List all lines of the data containing the word "tomorrow".

Collected data:

>>>

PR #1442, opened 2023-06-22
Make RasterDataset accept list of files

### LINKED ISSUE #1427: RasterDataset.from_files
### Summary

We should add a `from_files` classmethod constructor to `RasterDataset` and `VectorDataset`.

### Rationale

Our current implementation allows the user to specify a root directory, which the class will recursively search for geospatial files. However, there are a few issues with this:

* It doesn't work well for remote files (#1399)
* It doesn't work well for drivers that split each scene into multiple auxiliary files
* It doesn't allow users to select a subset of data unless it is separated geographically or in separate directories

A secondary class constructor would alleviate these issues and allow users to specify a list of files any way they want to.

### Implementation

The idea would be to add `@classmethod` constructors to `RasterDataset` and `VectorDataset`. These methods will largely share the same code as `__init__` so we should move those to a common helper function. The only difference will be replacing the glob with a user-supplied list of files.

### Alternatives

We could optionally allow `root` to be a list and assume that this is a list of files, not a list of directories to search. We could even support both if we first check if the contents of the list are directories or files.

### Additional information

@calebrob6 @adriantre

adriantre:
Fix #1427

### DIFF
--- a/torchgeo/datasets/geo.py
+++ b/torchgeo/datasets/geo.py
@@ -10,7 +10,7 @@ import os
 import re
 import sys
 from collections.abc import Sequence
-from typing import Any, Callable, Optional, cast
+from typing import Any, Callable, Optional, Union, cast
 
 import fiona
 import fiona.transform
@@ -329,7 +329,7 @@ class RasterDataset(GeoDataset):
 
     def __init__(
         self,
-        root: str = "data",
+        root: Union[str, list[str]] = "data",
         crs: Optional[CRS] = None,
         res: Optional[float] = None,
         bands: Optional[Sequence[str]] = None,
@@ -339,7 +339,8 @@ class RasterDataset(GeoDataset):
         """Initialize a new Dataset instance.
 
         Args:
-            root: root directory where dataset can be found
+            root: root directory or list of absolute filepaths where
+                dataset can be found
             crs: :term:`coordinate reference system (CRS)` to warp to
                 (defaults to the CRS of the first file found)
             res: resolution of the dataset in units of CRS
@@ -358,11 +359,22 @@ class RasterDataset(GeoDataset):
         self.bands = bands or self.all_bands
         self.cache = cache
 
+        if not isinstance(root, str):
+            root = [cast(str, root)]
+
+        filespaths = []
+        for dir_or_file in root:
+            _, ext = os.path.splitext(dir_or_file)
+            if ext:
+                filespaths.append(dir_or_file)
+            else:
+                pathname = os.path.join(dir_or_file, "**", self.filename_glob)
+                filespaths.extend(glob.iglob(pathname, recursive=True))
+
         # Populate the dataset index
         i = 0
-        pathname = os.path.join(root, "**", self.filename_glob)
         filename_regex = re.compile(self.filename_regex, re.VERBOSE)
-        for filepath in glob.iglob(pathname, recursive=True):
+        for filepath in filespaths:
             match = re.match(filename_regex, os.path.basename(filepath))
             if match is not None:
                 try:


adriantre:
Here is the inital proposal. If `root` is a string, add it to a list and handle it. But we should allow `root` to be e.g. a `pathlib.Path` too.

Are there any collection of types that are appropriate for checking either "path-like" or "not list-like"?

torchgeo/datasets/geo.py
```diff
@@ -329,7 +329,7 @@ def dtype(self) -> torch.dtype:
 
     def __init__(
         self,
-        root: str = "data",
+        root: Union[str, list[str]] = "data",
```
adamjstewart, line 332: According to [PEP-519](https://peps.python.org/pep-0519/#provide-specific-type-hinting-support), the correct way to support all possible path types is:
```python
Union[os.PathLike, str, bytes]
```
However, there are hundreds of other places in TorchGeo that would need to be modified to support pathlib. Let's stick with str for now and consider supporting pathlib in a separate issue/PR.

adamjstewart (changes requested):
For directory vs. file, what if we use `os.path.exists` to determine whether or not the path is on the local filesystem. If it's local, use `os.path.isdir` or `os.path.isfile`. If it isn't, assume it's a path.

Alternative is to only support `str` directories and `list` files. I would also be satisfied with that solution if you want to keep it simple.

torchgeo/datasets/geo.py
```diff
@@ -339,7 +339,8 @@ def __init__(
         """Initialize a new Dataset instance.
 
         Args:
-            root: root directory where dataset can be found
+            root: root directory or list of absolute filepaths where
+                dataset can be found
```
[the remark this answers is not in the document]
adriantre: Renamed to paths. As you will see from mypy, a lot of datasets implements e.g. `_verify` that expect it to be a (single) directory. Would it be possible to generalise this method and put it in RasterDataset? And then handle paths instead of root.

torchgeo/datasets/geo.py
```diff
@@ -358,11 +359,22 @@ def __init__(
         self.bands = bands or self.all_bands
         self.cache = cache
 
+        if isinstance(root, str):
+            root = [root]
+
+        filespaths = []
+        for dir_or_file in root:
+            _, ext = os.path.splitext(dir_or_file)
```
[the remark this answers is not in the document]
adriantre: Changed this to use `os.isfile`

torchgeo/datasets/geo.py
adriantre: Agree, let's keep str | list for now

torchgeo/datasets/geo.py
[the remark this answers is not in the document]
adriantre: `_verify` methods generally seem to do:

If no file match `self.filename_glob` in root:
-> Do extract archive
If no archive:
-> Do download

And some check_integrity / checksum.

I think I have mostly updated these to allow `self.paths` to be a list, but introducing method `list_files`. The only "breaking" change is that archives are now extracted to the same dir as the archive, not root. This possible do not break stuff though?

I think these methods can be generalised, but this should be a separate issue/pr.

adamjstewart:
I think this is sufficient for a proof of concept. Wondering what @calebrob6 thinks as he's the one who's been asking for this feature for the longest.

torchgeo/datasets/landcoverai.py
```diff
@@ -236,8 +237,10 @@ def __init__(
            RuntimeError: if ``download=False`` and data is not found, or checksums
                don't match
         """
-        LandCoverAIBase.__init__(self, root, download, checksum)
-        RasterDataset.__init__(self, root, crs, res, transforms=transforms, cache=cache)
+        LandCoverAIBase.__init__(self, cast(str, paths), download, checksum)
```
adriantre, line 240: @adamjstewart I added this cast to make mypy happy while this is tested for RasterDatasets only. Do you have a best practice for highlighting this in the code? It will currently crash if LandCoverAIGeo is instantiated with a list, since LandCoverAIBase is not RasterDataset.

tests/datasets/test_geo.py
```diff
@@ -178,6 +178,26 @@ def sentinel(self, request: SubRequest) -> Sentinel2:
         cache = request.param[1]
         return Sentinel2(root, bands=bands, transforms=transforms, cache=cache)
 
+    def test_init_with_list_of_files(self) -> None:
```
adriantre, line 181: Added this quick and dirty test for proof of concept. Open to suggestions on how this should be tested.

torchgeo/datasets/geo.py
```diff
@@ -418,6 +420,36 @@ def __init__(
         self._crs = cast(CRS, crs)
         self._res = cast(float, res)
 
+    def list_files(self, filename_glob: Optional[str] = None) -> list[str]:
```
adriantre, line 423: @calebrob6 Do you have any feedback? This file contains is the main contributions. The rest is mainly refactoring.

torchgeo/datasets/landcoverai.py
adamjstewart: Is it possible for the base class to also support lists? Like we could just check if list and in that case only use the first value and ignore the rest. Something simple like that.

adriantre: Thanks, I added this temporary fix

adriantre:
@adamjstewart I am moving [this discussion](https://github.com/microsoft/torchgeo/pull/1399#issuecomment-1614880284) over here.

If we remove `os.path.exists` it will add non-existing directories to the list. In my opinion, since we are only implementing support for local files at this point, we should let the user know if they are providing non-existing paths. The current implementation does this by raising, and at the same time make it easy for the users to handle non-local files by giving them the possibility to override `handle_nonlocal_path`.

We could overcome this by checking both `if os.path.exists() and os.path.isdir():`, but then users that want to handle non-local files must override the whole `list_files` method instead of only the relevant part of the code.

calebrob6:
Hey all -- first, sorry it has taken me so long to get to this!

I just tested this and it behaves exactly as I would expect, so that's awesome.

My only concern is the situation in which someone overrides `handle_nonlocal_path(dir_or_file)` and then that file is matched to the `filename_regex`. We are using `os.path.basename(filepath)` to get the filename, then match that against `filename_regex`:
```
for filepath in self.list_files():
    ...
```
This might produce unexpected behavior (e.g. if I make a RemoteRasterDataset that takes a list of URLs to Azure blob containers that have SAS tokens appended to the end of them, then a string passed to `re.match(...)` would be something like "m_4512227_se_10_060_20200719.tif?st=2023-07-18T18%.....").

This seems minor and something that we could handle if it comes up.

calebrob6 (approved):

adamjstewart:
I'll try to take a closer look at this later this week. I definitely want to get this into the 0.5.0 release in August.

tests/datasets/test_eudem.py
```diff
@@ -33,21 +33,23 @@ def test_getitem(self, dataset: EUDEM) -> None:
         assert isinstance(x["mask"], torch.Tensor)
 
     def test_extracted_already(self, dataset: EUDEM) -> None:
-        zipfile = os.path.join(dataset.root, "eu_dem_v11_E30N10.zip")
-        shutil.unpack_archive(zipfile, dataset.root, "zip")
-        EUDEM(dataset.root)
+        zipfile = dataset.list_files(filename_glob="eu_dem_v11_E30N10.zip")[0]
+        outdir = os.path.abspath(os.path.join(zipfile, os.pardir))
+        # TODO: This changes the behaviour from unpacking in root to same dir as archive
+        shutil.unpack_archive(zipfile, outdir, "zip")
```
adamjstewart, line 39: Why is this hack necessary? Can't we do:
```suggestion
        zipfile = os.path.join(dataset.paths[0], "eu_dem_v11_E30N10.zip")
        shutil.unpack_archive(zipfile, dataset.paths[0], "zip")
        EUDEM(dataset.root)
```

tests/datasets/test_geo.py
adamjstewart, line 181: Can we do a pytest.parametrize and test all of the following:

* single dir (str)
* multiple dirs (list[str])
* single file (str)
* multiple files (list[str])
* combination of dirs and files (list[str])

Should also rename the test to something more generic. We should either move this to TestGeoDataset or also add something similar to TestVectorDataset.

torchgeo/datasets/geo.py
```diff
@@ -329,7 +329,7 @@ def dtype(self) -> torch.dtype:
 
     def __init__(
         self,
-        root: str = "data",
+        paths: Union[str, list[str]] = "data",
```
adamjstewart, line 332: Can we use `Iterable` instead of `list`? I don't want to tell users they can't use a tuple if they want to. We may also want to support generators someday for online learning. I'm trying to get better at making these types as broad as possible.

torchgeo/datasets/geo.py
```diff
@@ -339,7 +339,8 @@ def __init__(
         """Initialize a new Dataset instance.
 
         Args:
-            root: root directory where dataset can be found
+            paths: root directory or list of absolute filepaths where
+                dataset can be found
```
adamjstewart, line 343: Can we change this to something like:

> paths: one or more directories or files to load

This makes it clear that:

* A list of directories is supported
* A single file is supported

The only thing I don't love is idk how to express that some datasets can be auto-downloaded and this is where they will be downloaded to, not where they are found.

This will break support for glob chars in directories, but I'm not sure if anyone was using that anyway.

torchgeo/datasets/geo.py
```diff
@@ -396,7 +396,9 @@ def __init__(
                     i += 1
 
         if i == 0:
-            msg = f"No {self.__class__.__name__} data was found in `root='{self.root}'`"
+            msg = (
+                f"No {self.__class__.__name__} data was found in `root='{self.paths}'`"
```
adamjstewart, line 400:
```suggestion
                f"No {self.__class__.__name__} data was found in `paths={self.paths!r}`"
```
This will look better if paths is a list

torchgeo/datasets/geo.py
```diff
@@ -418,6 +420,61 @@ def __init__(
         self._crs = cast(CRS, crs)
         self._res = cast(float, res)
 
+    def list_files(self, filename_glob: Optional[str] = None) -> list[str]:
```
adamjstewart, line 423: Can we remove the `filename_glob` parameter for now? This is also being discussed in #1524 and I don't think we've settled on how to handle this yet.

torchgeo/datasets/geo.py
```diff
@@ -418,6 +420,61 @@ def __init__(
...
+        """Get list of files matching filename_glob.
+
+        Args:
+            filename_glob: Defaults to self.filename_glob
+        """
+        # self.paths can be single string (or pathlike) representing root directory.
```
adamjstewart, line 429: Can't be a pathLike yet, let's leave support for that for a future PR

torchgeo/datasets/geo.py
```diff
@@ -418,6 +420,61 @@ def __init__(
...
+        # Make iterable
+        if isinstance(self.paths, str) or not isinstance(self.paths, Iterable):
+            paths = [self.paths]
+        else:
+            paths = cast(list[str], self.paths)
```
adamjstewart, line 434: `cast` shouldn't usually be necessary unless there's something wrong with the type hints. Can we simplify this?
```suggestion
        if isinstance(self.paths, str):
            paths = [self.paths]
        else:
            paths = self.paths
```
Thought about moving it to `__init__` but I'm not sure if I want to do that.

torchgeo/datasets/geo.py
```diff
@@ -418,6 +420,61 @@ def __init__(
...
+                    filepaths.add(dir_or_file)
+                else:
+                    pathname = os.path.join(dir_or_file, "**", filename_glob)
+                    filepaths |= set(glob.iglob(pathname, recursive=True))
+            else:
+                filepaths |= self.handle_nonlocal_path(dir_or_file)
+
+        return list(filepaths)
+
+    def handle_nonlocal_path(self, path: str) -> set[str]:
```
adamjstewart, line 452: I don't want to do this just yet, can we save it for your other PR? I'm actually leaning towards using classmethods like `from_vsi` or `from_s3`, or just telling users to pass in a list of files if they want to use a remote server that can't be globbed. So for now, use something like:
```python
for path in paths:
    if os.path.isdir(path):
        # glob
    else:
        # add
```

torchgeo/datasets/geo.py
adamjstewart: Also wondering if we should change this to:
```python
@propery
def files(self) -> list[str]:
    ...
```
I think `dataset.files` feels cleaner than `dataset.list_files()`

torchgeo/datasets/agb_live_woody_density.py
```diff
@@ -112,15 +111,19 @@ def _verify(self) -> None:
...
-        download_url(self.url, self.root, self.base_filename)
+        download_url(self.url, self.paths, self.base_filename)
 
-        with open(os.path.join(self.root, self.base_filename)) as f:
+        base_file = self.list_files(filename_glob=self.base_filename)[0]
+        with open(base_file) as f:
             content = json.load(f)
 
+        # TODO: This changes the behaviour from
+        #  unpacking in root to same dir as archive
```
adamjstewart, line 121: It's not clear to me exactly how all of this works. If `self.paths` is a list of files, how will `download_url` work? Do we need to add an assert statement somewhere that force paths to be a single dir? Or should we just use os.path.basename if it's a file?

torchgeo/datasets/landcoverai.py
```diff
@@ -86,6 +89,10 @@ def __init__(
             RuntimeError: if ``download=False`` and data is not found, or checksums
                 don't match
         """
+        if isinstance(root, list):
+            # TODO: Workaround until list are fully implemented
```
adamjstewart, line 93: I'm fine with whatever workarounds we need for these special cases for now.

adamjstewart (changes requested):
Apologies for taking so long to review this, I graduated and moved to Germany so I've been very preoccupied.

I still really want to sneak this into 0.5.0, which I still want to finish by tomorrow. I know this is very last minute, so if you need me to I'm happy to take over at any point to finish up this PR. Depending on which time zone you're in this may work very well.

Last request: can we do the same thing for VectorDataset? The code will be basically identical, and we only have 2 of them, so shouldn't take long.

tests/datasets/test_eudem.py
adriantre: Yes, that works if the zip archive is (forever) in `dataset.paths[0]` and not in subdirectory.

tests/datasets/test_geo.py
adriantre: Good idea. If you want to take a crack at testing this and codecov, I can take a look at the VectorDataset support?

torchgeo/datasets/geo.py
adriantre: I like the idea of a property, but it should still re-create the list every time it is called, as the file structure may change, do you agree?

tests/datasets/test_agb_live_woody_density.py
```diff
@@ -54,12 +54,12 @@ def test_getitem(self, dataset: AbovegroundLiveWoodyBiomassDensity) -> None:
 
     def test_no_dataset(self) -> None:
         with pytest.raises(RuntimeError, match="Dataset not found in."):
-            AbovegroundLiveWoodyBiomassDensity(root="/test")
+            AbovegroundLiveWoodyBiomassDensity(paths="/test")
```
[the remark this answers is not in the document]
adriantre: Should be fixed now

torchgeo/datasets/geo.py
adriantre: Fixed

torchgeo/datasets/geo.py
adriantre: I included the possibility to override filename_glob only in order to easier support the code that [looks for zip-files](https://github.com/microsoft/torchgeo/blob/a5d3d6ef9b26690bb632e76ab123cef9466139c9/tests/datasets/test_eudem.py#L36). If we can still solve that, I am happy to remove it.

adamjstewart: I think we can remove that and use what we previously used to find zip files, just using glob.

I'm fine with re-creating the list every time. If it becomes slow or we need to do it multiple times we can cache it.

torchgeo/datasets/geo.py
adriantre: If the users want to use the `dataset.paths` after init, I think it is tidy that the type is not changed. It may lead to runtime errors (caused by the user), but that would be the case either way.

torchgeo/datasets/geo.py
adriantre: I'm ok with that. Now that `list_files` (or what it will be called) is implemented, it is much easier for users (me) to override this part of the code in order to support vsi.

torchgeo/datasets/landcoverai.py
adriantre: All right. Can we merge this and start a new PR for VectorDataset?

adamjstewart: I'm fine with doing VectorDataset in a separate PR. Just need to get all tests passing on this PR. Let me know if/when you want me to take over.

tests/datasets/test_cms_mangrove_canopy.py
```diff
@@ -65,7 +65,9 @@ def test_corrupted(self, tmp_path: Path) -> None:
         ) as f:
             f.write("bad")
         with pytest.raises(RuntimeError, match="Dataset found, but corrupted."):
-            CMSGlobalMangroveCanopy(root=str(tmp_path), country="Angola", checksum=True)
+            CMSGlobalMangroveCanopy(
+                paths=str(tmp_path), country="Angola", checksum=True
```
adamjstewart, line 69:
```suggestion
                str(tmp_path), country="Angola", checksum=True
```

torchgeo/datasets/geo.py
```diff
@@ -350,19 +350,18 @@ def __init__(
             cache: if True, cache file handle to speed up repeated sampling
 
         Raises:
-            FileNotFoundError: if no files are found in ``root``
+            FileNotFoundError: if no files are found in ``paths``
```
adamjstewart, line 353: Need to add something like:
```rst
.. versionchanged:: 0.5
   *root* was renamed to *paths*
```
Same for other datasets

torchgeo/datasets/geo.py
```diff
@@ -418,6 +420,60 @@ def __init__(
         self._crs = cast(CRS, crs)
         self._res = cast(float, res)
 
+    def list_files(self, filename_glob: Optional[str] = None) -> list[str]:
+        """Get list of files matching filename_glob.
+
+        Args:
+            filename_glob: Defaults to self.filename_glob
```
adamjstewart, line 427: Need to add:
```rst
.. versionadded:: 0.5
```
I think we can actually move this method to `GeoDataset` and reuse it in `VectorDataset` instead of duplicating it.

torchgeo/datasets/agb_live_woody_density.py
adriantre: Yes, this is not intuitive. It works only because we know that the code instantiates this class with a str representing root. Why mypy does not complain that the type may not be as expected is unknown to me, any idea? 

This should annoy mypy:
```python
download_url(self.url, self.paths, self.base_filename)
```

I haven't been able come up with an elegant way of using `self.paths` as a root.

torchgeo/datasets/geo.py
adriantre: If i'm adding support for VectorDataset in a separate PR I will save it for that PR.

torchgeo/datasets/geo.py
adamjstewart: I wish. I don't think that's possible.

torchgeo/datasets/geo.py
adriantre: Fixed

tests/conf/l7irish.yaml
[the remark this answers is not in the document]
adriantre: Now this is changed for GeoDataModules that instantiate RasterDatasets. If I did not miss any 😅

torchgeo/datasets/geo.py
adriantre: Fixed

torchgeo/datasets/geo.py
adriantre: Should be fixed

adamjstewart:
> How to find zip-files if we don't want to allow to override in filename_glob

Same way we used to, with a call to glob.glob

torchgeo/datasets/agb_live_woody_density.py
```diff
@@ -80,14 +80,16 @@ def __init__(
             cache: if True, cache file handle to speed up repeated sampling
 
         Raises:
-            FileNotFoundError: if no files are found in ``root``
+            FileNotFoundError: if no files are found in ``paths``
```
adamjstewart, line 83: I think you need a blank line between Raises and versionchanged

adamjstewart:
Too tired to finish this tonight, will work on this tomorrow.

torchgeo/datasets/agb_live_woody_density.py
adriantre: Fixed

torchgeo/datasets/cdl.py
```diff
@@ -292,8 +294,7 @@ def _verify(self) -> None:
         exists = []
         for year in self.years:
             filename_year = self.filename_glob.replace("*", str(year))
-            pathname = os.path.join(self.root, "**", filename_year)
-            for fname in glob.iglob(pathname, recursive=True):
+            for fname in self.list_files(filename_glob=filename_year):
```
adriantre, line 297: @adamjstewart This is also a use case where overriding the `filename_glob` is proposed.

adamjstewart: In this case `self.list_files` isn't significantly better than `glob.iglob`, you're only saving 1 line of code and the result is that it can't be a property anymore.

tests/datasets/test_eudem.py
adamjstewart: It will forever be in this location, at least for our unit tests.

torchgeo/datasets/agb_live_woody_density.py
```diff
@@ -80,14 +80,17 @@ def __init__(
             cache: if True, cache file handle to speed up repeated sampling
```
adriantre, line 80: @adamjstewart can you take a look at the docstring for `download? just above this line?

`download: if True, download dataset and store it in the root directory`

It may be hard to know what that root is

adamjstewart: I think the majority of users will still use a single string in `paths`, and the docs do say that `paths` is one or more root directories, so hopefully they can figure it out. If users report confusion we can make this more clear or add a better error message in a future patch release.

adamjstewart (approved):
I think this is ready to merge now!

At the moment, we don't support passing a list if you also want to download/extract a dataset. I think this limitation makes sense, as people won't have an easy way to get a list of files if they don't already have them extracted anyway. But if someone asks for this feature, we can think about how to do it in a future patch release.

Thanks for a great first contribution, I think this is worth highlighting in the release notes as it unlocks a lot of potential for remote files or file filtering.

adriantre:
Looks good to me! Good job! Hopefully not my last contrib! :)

<<<

Output for this exercise:
I still really want to sneak this into 0.5.0, which I still want to finish by tomorrow. I know this is very last minute, so if you need me to I'm happy to take over at any point to finish up this PR. Depending on which time zone you're in this may work very well.
Too tired to finish this tonight, will work on this tomorrow.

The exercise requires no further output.